There are so many misconceptions about Los Angeles and these stereotypes of course have been reinforced by tech journalist outside of LA covering our market and trying to draw simple conclusions.
So it’s probably worth pointing out that LA is a town built upon entrepreneurship even if not always underpinned by technology. We literally are a land in which people left their stable East Coast homes in search of opportunity and a chance to start fresh. LA in fact has more entrepreneurs as a percentage of its population than anywhere else in the country.
Intuitively most people know that LA isn’t just the entrepreneurial capital of the US but it is also the creative capital. LA is the largest metropolitan area in the US for people employed in art, design and media and the local creative economy of LA generates more than $140 billion in economic output – more than the GDP of many countries. In fact, 1 in 7 or nearly 15% of Angelinos are employed in a creative field.
But what about tech talent?
Yeah, we got that, too. It may surprise you to learn that LA graduates more engineers than anywhere else in the country. We also have more grad student enrollments each year in computer sciences than anywhere else in the country. So we produce them en masse and we produce them with deep knowledge.
Where do all of these engineers end up? Of course many have been employed for years in the video & music industries and a larger amount have even been pulled into aerospace and defense over the past 30 years. As a result we have a large number of locally employed engineers with video experience that will fuel the next boom of the Internet (Americans watch 5.3 hours of television per day – a number that is not declining and much of this video is now moving online) but equally important is that we are now a rich source of hardware expertise and innovation that is increasingly becoming important as the hardware markets boom.
But our best Internet software engineers have historically been exported on a net basis to the Bay Area. I’m sensing that trend reversing as companies like SnapChat have been able to import large volumes of Stanford grads lured to creating a next gen Internet powerhouse in Venice, California (which by the way, doesn’t suck GQ magazine just dubbed it “the coolest block in America.”). Nicole LaPort recently highlighted this trend for Fast Company, the so-called “SnapChat Effect” in a recent post on the topic of LA attracting great Silicon Valley talent.

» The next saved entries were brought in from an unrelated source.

Issue #286, opened 2021-11-17
Notification controller crashes when trying to send alerts to Alertmanager  


zdkhan:
When the notification controller tries to send an alert to Alertmanager it throws an error and crashes the pod. 

Flux version is v0.23.0
Current version of notification controller running in cluster is v0.18.1

Below is the yaml used to setup the provider and alerts 

```
apiVersion: notification.toolkit.fluxcd.io/v1beta1
kind: Provider
metadata:
  name: alertmanager
  namespace: flux-system
spec:
  type: alertmanager
  address: http://<myurl>/api/v2/alerts/
---
apiVersion: notification.toolkit.fluxcd.io/v1beta1
kind: Alert
metadata:
  name: errors
  namespace: flux-system
spec:
  providerRef:
    name: alertmanager
  eventSeverity: error
  eventSources:
    - kind: GitRepository
      name: '*'
    - kind: Kustomization
      name: '*'
    - kind: HelmRelease
      name: '*'
    - kind: ImageRepository
      name: '*'
    - kind: ImagePolicy
      name: '*'
    - kind: ImageUpdateAutomation
      name: '*'  
```

The logs show an event being dispatched but then errors out.
```
`{"level":"info","ts":"2021-11-17T17:04:45.649Z","logger":"event-server","msg":"Dispatching event: version list argument cannot be empty","reconciler kind":"ImagePolicy","name":"my-app","namespace":"flux-system"}`

panic: assignment to entry in nil map

goroutine 353 [running]:
github.com/fluxcd/notification-controller/internal/notifier.(*Alertmanager).Post(0xc000a506c0, 0xc000620230, 0xb, 0xc000620240, 0xb, 0xc000046258, 0x18, 0xc0005ac0c0, 0x24, 0xc0004fc140, ...)
	/workspace/internal/notifier/alertmanager.go:69 +0x20e
github.com/fluxcd/notification-controller/internal/server.(*EventServer).handleEvent.func1.1(0x0, 0x0, 0xc000231950, 0xc0004dc2a0, 0x1f17e20, 0xc000a506c0, 0xc000620230, 0xb, 0xc000620240, 0xb, ...)
	/workspace/internal/server/event_handlers.go:225 +0x75
created by github.com/fluxcd/notification-controller/internal/server.(*EventServer).handleEvent.func1
	/workspace/internal/server/event_handlers.go:224 +0xdb8
```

You may also be surprised to know that not only does LA graduate more engineers than anywhere else in America but we also have more top 25 engineering programs than anywhere else in America with nationally acclaimed programs at Caltech, UCSD (my alma mater), USC, UCLA and Harvey Mudd.

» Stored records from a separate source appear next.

PR #291, opened 2021-11-23
Feature: Add option to pass additional headers via secretRef to the generic notification provider

boxcee:
The generic notification provider should have a little more configuration options.

We have a use-case where we want to kick-off Github workflows based on deployments. A feature to add additional headers would allow us to do this. Without additional headers we are not able to authenticate with Github though, since it requires an `Authorization` header with the personal access token set.

### DIFF
--- a/docs/spec/v1beta1/provider.md
+++ b/docs/spec/v1beta1/provider.md
@@ -163,6 +163,28 @@ The body of the request looks like this:
 
 The `involvedObject` key contains the object that triggered the event.
 
+```yaml
+apiVersion: notification.toolkit.fluxcd.io/v1beta1
+kind: Provider
+metadata:
+  name: generic
+  namespace: default
+spec:
+  type: generic
+  address: https://api.github.com/repos/owner/repo/dispatches
+  secretRef: 
+    name: generic-secret
+---
+apiVersion: v1
+kind: Secret
+metadata:
+  name: generic-secret
+  namespace: default
+data:
+  # 'Authorization: token\nX-Forwarded-Proto: https'
+  headers: QXV0aG9yaXphdGlvbjogdG9rZW4KWC1Gb3J3YXJkZWQtUHJvdG86IGh0dHBz
+```
+
 ### Self-signed certificates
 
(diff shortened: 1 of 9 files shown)


yebyen:
Hi @boxcee ! Thanks for your contribution here,

Can you please update the PR description with some explanation about what is added here? When you are ready to have it reviewed, can you please make sure the DCO bot is satisfied, and that you have squashed and/or `--sign-off`ed your commits?

boxcee:
@yebyen done 👍🏾

modalkonform:
@yebyen 
Is there any chance this change will get merged soon?

docs/spec/v1beta1/provider.md
```diff
@@ -163,6 +163,28 @@ The body of the request looks like this:
...
+  address: https://api.github.com/repos/owner/repo/dispatches
+  secretRef: 
+    name: generic-secret
+---
+apiVersion: v1
+kind: Secret
+metadata:
+  name: generic-secret
+  namespace: default
+data:
```
stefanprodan, line 183: Please use `stringData` e.g.
```yaml
stringData:
  headers: |
     Authorization: token
     X-Forwarded-Proto: https
```

Also explain how the `headers` are used.

stefanprodan (changes requested):

kingdonb:
Can you provide a bit more detail about the example of use for documentation? I understand the sample and the change, I'm just unsure about how the GitHub side of the configuration would look like, and how Flux users should discover this feature.

The example added in the doc isn't given any context or description in the current revision of the PR. That would make this finished, afaict 👍 @boxcee the branch has merge conflicts right now and so, looks like it must be rebased in order to merge.

stefanprodan:
Superseded by #317

alekspog:
@boxcee hi, how do you trigger Github workflows with /dispatches URL with generic notification provider? It seems that Github repository_dispatch trigger requires a mandatory `type_event` field https://docs.github.com/en/rest/reference/repos#create-a-repository-dispatch-event, but I don't see how to pass custom fields with this generic provider.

What Do We See From the Road Ahead?
The infrastructure phase of the Internet is over. It will still garner much investment as it improves in terms of quality, speed and reach but the application layer will rise in it’s dominance. The three C’s: Content, Communications and Commerce will ride on the tracks that have been laid for us and LA has shown itself to be a prominent player in this application phase.
We have the engineers who are graduating from top engineering schools and believe me if they have the opportunity to remain in this dynamic, affordable and pleasant city many would choose to. We now have 2nd and 3rd time entrepreneurs fueled by recycled capital and mentors who have built startups to successful outcomes and have seen scale.
We have our emerging tentpole companies like SnapChat, Oculus, TrueCar and large investments and teams from Google, Facebook & Microsoft.
I also surveyed the list of local VCs and while we are slim on total available local capital I also realized just how many new funds were created over the past decade and how much more modern the skills are of this generation of local VCs are than those of the past.
With the founders, the funds, the application layer of the Internet, the attractiveness of Los Angeles in terms of cost-of-living and climate I think it’s fair to say that our moment in the sun has just begun.